▶ [Exercise brief]
Filter the records for "adjustUserOrderBy" and keep each line that has it.

▶ [Data shown]
PR #870, opened 2025-05-06
check for existing user when loggging in to prevent ident mismatch

PThorpe92:
Fix login issue described in slack


CK-7vn (approved):
Looks good, seems to be fixed!

jtucholski:
Authentication still works, I'm not sure why this was needed?

jtucholski (approved):

PR #871, opened 2025-05-06
fix: modify dropdowns to be consistent for sorting resident names per ticket 139

carddev81:
## Description of the change

Modified dropdowns to be consistent for sorting resident names per ticket 139.

- **Related issues**: Link to Asana ticket is [Standardize on sorting fields for pages with Resident names](https://app.asana.com/1/1201607307149189/project/1209460078641109/task/1209940257724121?focus=true)

### DIFF
--- a/backend/src/database/class_enrollments.go
+++ b/backend/src/database/class_enrollments.go
@@ -4,7 +4,6 @@ import (
 	"UnlockEdv2/src/models"
 	"context"
 	"fmt"
-	"strings"
 )
 
 func (db *DB) GetProgramCompletionsForUser(args *models.QueryContext, userId int, classId *int) ([]models.ProgramCompletion, error) {
@@ -202,12 +201,8 @@ func (db *DB) GetProgramClassEnrollmentsForProgram(args *models.QueryContext, cl
 	if err := tx.Count(&args.Total).Error; err != nil {
 		return nil, newNotFoundDBError(err, "program class enrollments")
 	}
-	orderBy := args.OrderClause()
-	if strings.Contains(orderBy, "name_last") {
-		orderBy = fmt.Sprintf("%s, name_first", orderBy)
-	}
 	if err := tx.Limit(args.PerPage).
-		Offset(args.CalcOffset()).Order(orderBy).
+		Offset(args.CalcOffset()).Order(adjustUserOrderBy(args.OrderClause())).
 		Find(&content).Error; err != nil {
 		return nil, newNotFoundDBError(err, "program class enrollments")
 	}
--- a/backend/src/database/class_enrollments.go
+++ b/backend/src/database/class_enrollments.go
@@ -4,6 +4,7 @@ import (
 	"UnlockEdv2/src/models"
 	"context"
 	"fmt"
+	"strings"
 )
 
 func (db *DB) GetProgramCompletionsForUser(args *models.QueryContext, userId int, classId *int) ([]models.ProgramCompletion, error) {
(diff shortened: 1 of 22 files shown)


jtucholski:
After reviewing the PR I realize the ticket was not clear. However the final implementation does achieve the goal of standardizing how we sort residents by name. 

It looks like the Enrollments page isn't properly sorting by last name ascending where are conflicts with the last name. I think it has something to do with the query using `name_full` for the concatenated column name.  Can you fix that? Good to go once that's addressed.
image

jtucholski:
@carddev81 You can keep the existing sort by options in there and this PR only focuses on the way we sort resident names.

jtucholski (approved):

backend/src/models/resource.go
```diff
@@ -98,6 +99,8 @@ func (q QueryContext) OrderClause() string {
 	val := fmt.Sprintf("%s %s", q.OrderBy, q.Order)
 	if val == " " {
 		return "created_at desc"
+	} else if strings.Contains(val, "name_last") {
+		val = fmt.Sprintf("%s, name_first", val)
```
PThorpe92, line 103: This has an issue (one that I at least somewhat tried to begin to address in #873)

What if `val` contains something like `pce.name_last`? or even `u.name_last`?

carddev81: @PThorpe92 I thought this would be okay since `name_first` is only found within the `users` table, so there shouldn't be any ambiguity. So using a table aliases like `u.` or `pce.` wouldn't be necessary in the sql?

PThorpe92: yeah right now that is the case, but this is used in quite a few places. What if we have a CTE that grabs those fields from users, then we select those fields from the CTE aliased to something else?

PThorpe92:
```sql
with (
   select * from users where role = 'student'
) as students
  select e.*, students.* from enrollments e join
```
I don't think we are doing this exact thing at the moment but it just seems feasible enough to not add here where it could be forgotten about. I'm open to pushback tho

carddev81: You made a good point on the CTE, but now I'm more concerned with `created_at desc` since it's within most tables? Seems like this should change too since ambiguity would may be a problem here too?

`pse.created_at` or `u.created_at`

carddev81: @PThorpe92 I feel like this is a better/cleanest option for fixing the possibility of an issue with name_first, let me know your thoughts:

export enum FilterResidentNames {
    'Resident Name (A-Z)' = 'name_last asc, name_first asc',
    'Resident Name (Z-A)' = 'name_last desc, name_first asc'
}

carddev81: @PThorpe92 made the change, I removed the name_first from the OrderClause() method and move it to the specific query calls.

backend/src/database/class_enrollments.go
```diff
@@ -201,8 +202,12 @@ func (db *DB) GetProgramClassEnrollmentsForProgram(args *models.QueryContext, cl
 	if err := tx.Count(&args.Total).Error; err != nil {
 		return nil, newNotFoundDBError(err, "program class enrollments")
 	}
+	orderBy := args.OrderClause()
+	if strings.Contains(orderBy, "name_last") {
```
PThorpe92, line 206: I know it's stupid but can we make a helper function like
```go
func adjustUserOrderBy(arg string) string {
    if strings.Contains(arg, "name_last") {
      return arg + ", name_first"
   }
return arg
}
```
just because we repeat this 3 or 4 times. (btw doing `+` instead of `fmt.Sprintf` is preferred when possible as its much cheaper)

carddev81: @PThorpe92 pushed the changes. No, not stupid, good programming strategy, should have done this in the first place.  I got in the habit of using the Sprintf function from it's consistent use. :(

PThorpe92 (approved):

▶ [Answer box]
+		Offset(args.CalcOffset()).Order(adjustUserOrderBy(args.OrderClause())).
func adjustUserOrderBy(arg string) string {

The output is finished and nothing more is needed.